# [WHAT THE EXERCISE ASKS]
Pick out all lines with the word "artifact" from the records that follow.

[Start of Attachment]

PR #466, opened 2021-11-11
Add DEB_COMPONENT_BATCH_SIZE setting

quba42:
closes #9564
https://pulp.plan.io/issues/9564

Since each deb_components creates a large number of Pulp2to3Content we
need a much lower batch size for this type.

### DIFF
--- a/pulp_2to3_migration/app/settings.py
+++ b/pulp_2to3_migration/app/settings.py
@@ -14,3 +14,7 @@ PULP2_MONGODB = {
 ALLOWED_CONTENT_CHECKSUMS = ['md5', 'sha1', 'sha224', 'sha256', 'sha384', 'sha512']
 
 CONTENT_PREMIGRATION_BATCH_SIZE = 1000
+
+# Since each deb_component creates a large number of Pulp2to3Content we need a much lower batch size
+# for this type, in order to avoid CursorNotFound errors!
+DEB_COMPONENT_BATCH_SIZE = 50
--- a/CHANGES/9564.bugfix
+++ b/CHANGES/9564.bugfix
@@ -1,0 +1,1 @@
+deb_components now use a default batch size of 50 to avoid CursorNotFound errors during pre_migration for this one to many type.
--- a/CHANGES/9564.feature
+++ b/CHANGES/9564.feature
@@ -1,0 +1,1 @@
+Added the `DEB_COMPONENT_BATCH_SIZE` setting, so users can individually control the batch size for this one to many type.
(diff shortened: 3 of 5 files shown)


quba42:
Note that I have not yet had a chance to verify the fix, I will post again when I do.

pulp_2to3_migration/app/settings.py
```diff
@@ -14,3 +14,7 @@
 ALLOWED_CONTENT_CHECKSUMS = ['md5', 'sha1', 'sha224', 'sha256', 'sha384', 'sha512']
 
 CONTENT_PREMIGRATION_BATCH_SIZE = 1000
+
+# Since each deb_component creates a large number of Pulp2to3Content we need a much lower batch size
+# for this type, in order to avoid CursorNotFound errors!
+DEB_COMPONENT_BATCH_SIZE = 50
```
goosemania, line 20: Can the `CONTENT_PREMIGRATION_BATCH_SIZE` be configured for the value needed?
What is the reason to have a debian specific config for that?

There are multiple cases when the default value for the batch size needs a change. It can be slow io, low memory, many old errata (rpm plugin), etc.
I understand that with having a plugin specific batch size, there is more flexibility and other plugin migrations are not affected by the change but it doesn't seem to make much of a difference if there is at least one reason to make it lower. The overall migration will be somewhat slower but it's in the background. 

Let me know if I miss anything.
Imo, adding a plugin specific config and code to the general migration code base should have a strong reason and not much way around it.

quba42: This setting should affect only the deb_component content type. The other pulp_deb types are also unaffected, and use the normal batch size instead. The deb_component type has a one to many relationship in how many Pulp 3 units are created. That is, each deb_component in Pulp 2 might create hundreds, thousands, or in the case of Debian and Ubuntu "main" components, tens of thousands of Pulp3 units (as well as the relevant intermediary 2to3 types). As a result, even if the default batch size of let's say 1000 is appropriate for every other content type, deb_component might need to use a significantly lower batch size in order to avoid `CursorNotFound` errors.

One alternative to making the batch size freely configurable for deb_components, might be to scale it down by a fixed factor, perhaps `batch_size / 100`. However that would be a lot less flexible, and it is difficult for me to decide what the fixed factor should be for all systems out there...

quba42:
@goosemania Ok, I have now finally managed to confirm on a test system that these configuration values including there defaults all work as expected. Ready for final review/merge.

quba42:
Tests appear to be failing because the CI is still looking for `master` branch of the container plugin (which was presumably renamed to `main`).

goosemania:
Looks good, thanks!
Please rebase, I fixed the CI, it turned out to be more than just branches at the end :)

goosemania (approved):

PR #472, opened 2021-11-17
Apply the latest plugin template to the 0.11 branch

goosemania:
[noissue]


template_config.yml
```diff
@@ -22,38 +22,49 @@ check_gettext: true
 check_manifest: true
 check_openapi_schema: true
```
fao89, line 23: you have to disable it,
OpenAPI was fixed at pulpcore 3.10
https://github.com/pulp/pulpcore/pull/1065

PR #474, opened 2021-12-02
Guard pulp3_remote from importer clearing

quba42:
closes #8968
https://pulp.plan.io/issues/8968

We have hit the above issue while 2to3 migrating SLES importers.
Apparently this is sometimes called for SLES importers that already have
their pulp3_remote set to None, resulting in:

'NoneType' object has no attribute 'delete'

We did not perform any deeper analysis of why this is the case, but
simply added this guard to fix the problem.

### DIFF
--- a/CHANGES/8968.bugfix
+++ b/CHANGES/8968.bugfix
@@ -1,0 +1,1 @@
+Fixed ``'NoneType' object has no attribute 'delete'`` error during migration re-runs.
--- a/pulp_2to3_migration/app/pre_migration.py
+++ b/pulp_2to3_migration/app/pre_migration.py
@@ -605,7 +605,8 @@ def pre_migrate_importer(repo_id, importer_types):
         if last_updated != importer.pulp2_last_updated:
             # remove Remote in case of feed change
             if importer.pulp2_config.get('feed') != importer_data.config.get('feed'):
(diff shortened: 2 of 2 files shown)


quba42:
@goosemania I opened this PR more as a FYI. We added this guard on our internal 0.11.5 build, since we sometimes hit this issue while migrating SLES remotes. I did not perform much analysis, I simply added the guard which fixed the issue for us...

goosemania:
It makes sense and it's a safe thing to do, so it looks good, I'd merge it.

I can imagine a case when something when wrong with the first migration attempt (or it was interrupted), so some importers were not migrated, and by the next migration run importer's feed changed in pulp2.  That's the only scenario I can see when it can happen. And your solution is the only thing which can be and should be done, imo.

CHANGES/8968.bugfix
```diff
@@ -0,0 +1 @@
+Added a guard to avoid a rare ``'NoneType' object has no attribute 'delete'`` error.
```
goosemania, line 1: Could it be rephrased, to avoid the word guard? E.g. 
```
Fixed ``'NoneType' object has no attribute 'delete'`` error during migration re-runs.
```

goosemania (approved):

PR #477, opened 2021-12-07
[cp] Guard pulp3_remote from importer clearing

goosemania:
backports #8968
https://pulp.plan.io/issues/8968

We have hit the above issue while 2to3 migrating SLES importers.
Apparently this is sometimes called for SLES importers that already have
their pulp3_remote set to None, resulting in:

'NoneType' object has no attribute 'delete'

We did not perform any deeper analysis of why this is the case, but
simply added this guard to fix the problem.

fixes #9612

(cherry picked from commit b8892d7d15317b5e46ef568bc6c2ccbddacb46b0)

### DIFF
--- a/.github/workflows/scripts/install.sh
+++ b/.github/workflows/scripts/install.sh
@@ -16,6 +16,7 @@ set -euv
 source .github/workflows/scripts/utils.sh
 
 if [[ "$TEST" = "docs" || "$TEST" = "publish" ]]; then
+  pip install "mistune<2.0.0"
   pip install -r ../pulpcore/doc_requirements.txt
   pip install -r doc_requirements.txt
 fi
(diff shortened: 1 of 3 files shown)


.ci/ansible/Containerfile.j2
```diff
@@ -21,6 +21,9 @@ RUN pip3 install \
 {%- if item.name == "pulp-certguard" -%}
 {{ " " }}python-dateutil rhsm
 {%- endif -%}
+{%- if item.name == "pulp-2to3-migration" -%}
```
fao89, line 24: if it doesn't work, try:
{%- if item.name == "pulpcore" -%}

goosemania: Container building part was too late but you set me to look into the right direction, thanks!

PR #478, opened 2021-12-08
Ensure deb uniqueness constraints allow for one 2to3 unit per Pulp2 unit

quba42:
closes #9616
https://pulp.plan.io/issues/9616

Previously the uniqueness constraints allowed for only one 2to3 unit per
Pulp 3 unit to be created. This causes problems when there is more than
one Pulp 2 unit that map onto the same Pulp 3 unit to be created.


pulp_2to3_migration/app/migrations/0031_add_repoid_to_deb_types.py
```diff
@@ -0,0 +1,53 @@
...
+
+    dependencies = [
+        ('pulp_2to3_migration', '0030_update_json_field'),
+    ]
+
+    operations = [
+        migrations.AddField(
+            model_name='pulp2debcomponent',
+            name='repoid',
+            field=models.TextField(default='blub'),
```
quba42, line 16: For now, I have not tried to implement anything to add a correct `repoid` to already created entries.
To be honest I feel like in this case with the migration plugin it makes more sense to drop all entries from the affected tables and then re-run the deb migration...

Just setting `default='blub'` is clearly not a real solution, but I thought I would ask if there is any experience with how to handle such cases before implementing something random. The current migration only works if it is applied before the relevant tables have any entries.

quba42 (commented):
Our test system that reproduces the issue is currently still migrating, but we have good reason to believe it will work, since a prior iteration of the fix was partially successful. I will post again when this latest test run is complete.

Which just leaves the DB migration issue described in the comment below.

quba42:
Test migration was successful.

goosemania:
I agree that users need to run the reset command before attempting a new migration run after applying this fix.

Alternatively you can just add `pulp2content` to the uniqueness constraint and do not bother with  repo_id if you are not using it, up to you. DB migration wise, handling repo_id is easier.

pulp_2to3_migration/app/migrations/0031_add_repoid_to_deb_types.py
goosemania: I think it's fine to set repo_id to some string for the db migration sake.
You can't fix db data properly for users to just rerun a content migration (maybe in theory you can but it's difficult and error prone). They will need to run reset first anyway, so your random string in the repo_id will be cleaned up during reset.

quba42:
> I agree that users need to run the reset command before attempting a new migration run after applying this fix.
> 
> Alternatively you can just add `pulp2content` to the uniqueness constraint and do not bother with repo_id if you are not using it, up to you. DB migration wise, handling repo_id is easier.

I can see it working equally well with `pulp2content`, but given it is working now, I am reluctant to change it unless there is reason to believe it will work better than before. It's true that I am not actually using the repo_id other than to mimic the Pulp 2 uniqueness constraints. Do you think relating the `pulp2content` would be more efficient?

goosemania:
> > I agree that users need to run the reset command before attempting a new migration run after applying this fix.
> > Alternatively you can just add `pulp2content` to the uniqueness constraint and do not bother with repo_id if you are not using it, up to you. DB migration wise, handling repo_id is easier.
> 
> I can see it working equally well with `pulp2content`, but given it is working now, I am reluctant to change it unless there is reason to believe it will work better than before. It's true that I am not actually using the repo_id other than to mimic the Pulp 2 uniqueness constraints. Do you think relating the `pulp2content` would be more efficient?

Nah, I think you are good.

quba42:
Squished the two commits since I think this is as ready as it will be.

quba42:
I can update the issue reference once https://github.com/pulp/pulp-2to3-migration/pull/485 is merged.

goosemania:
The CI update is merged, please update the issue number in the commit and in the CHANGES to the number of the issue on github.

goosemania (approved):

PR #480, opened 2021-12-09
Use better deb subid type names

quba42:
[noissue]

Since these dict keys are user facing via migration progress reports
(but have no other impact) it would be nice to have meaningful names.


quba42:
I will mark this as "Ready for review" once I have seen some internal test migrations using it.
That being said I am 99% sure these dict keys have no other impact other than as a label in progress report messages.

goosemania (approved):

PR #485, opened 2021-12-23
Update CI after the move to github issues.

goosemania:
[noissue]


fao89 (approved):
LGTM!

You can also delete:
- https://github.com/pulp/pulp-2to3-migration/blob/main/.ci/scripts/redmine.py
- https://github.com/pulp/pulp-2to3-migration/blob/main/.ci/scripts/update_redmine.sh

PR #505, opened 2022-01-17
Only migrate the last 10 changelogs for each package

dralley:
[noissue]

### DIFF
--- a/pulp_2to3_migration/app/plugin/rpm/xml_utils.py
+++ b/pulp_2to3_migration/app/plugin/rpm/xml_utils.py
@@ -234,6 +234,8 @@ def parse_repodata(primary_xml, filelists_xml, other_xml):
     cr.xml_parse_primary_snippet(primary_xml, pkgcb=pkgcb, do_files=False)
     cr.xml_parse_filelists_snippet(filelists_xml, newpkgcb=newpkgcb)
     cr.xml_parse_other_snippet(other_xml, newpkgcb=newpkgcb)
+    # keep only the last 10 changelogs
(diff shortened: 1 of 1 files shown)


dralley:
In our previous discussions I had not really been enthused about making changes here, but since the implementation is *so* simple, and since we've been getting complaints about how long the migrations take (not specific to this but just generally), maybe it's still a good idea?

Even if we don't backport it to the downstream branch it could make sense to keep around upstream.

pulp_2to3_migration/app/plugin/rpm/xml_utils.py
```diff
@@ -234,6 +234,8 @@ def newpkgcb(pkgId, name, arch):
     cr.xml_parse_primary_snippet(primary_xml, pkgcb=pkgcb, do_files=False)
     cr.xml_parse_filelists_snippet(filelists_xml, newpkgcb=newpkgcb)
     cr.xml_parse_other_snippet(other_xml, newpkgcb=newpkgcb)
+    # keep only the last 10 changelogs
+    package.changelogs = package.changelogs[-10:]
```
dralley, line 238: This could be more like `-getattr("KEEP_CHANGELOG_LIMIT", settings, 1))`

goosemania: I think for simplicity let's keep it hard-coded until anyone asks to change it.

goosemania: Also this way, it can be hard-coded if needed.

goosemania (approved):

PR #516, opened 2022-03-09
Make DistributionTree migration compatible with pulp_rpm 3.17+.

### LINKED ISSUE #491: Alma Linux 8 or CentOS 8 repos migration can fail with: No declared artifact with relative path "images/boot.iso" (or ".treeinfo")
See details here https://github.com/pulp/pulp_rpm/issues/2305.

pulp-2to3-migration needs to take provide digest during DistributionTree creation.
This fix will be a compatibility release with pulp_rpm containing a fix for https://github.com/pulp/pulp_rpm/issues/2305.

goosemania:
closes #491

### DIFF
--- a/CHANGES/491.bugfix
+++ b/CHANGES/491.bugfix
@@ -1,0 +1,4 @@
+Fixed DistributionTree (kickstart tree) migration for pulp_rpm 3.17+.
+
+Alma Linux 8 or CentOS 8 repos migration will no longer fail with:
+No declared artifact with relative path "images/boot.iso" (or ".treeinfo").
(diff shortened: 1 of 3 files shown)


dralley (approved):

goosemania:
I'm not sure which pulpcore version to require. This will work with pulp_rpm 3.17+.
We can specify a requirement only for pulpcore. I'm thinking to require pulpcore>=3.18, even though 3.18 is not necessarily needed but this way we'll exclude older version of pulp_rpm.
Thoughts? @ggainey @dralley

dralley:
Given the cirucmstances `>=3.18` probably makes sense. 

Now that plugins can be removed, should we consider setting the EOL for this plugin?  (apart from things we need to backport, of course)

goosemania:
I would like to find time to add a test to prove that removal works and then +1 to set EOL. How does that sound?

dralley:
+1

PR #520, opened 2022-03-14
Use underscore twice to create anonymous links for CHANGES.rst

goosemania:
Since we no longer file an issue for each backport, the same
issue number is present in multiple releases. When there is
more than one link with the same name, sphinx throws a warning
`Duplicate explicit target name: #<github issue number>`.
To avoid that use two underscores to make an anonymous link.

[noissue]

### DIFF
--- a/pyproject.toml
+++ b/pyproject.toml
@@ -11,7 +11,7 @@ filename = "CHANGES.rst"
 directory = "CHANGES/"
 title_format = "{version} ({project_date})"
 template = "CHANGES/.TEMPLATE.rst"
-issue_format = "`#{issue} <https://github.com/pulp/pulp-2to3-migration/issues/{issue}>`_"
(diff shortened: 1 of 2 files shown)


goosemania:
This failure https://github.com/pulp/pulp-2to3-migration/runs/5516778079?check_suite_focus=true#step:16:105 led me here

pyproject.toml
```diff
@@ -11,7 +11,7 @@ filename = "CHANGES.rst"
 directory = "CHANGES/"
 title_format = "{version} ({project_date})"
 template = "CHANGES/.TEMPLATE.rst"
-issue_format = "`#{issue} <https://github.com/pulp/pulp-2to3-migration/issues/{issue}>`_"
+issue_format = "`#{issue} <https://github.com/pulp/pulp-2to3-migration/issues/{issue}>`__"
```
fao89, line 14: 👍🏽

fao89 (approved):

[End of Attachment]

# [SOLUTION TO THIS PROBLEM]
### LINKED ISSUE #491: Alma Linux 8 or CentOS 8 repos migration can fail with: No declared artifact with relative path "images/boot.iso" (or ".treeinfo")
+No declared artifact with relative path "images/boot.iso" (or ".treeinfo").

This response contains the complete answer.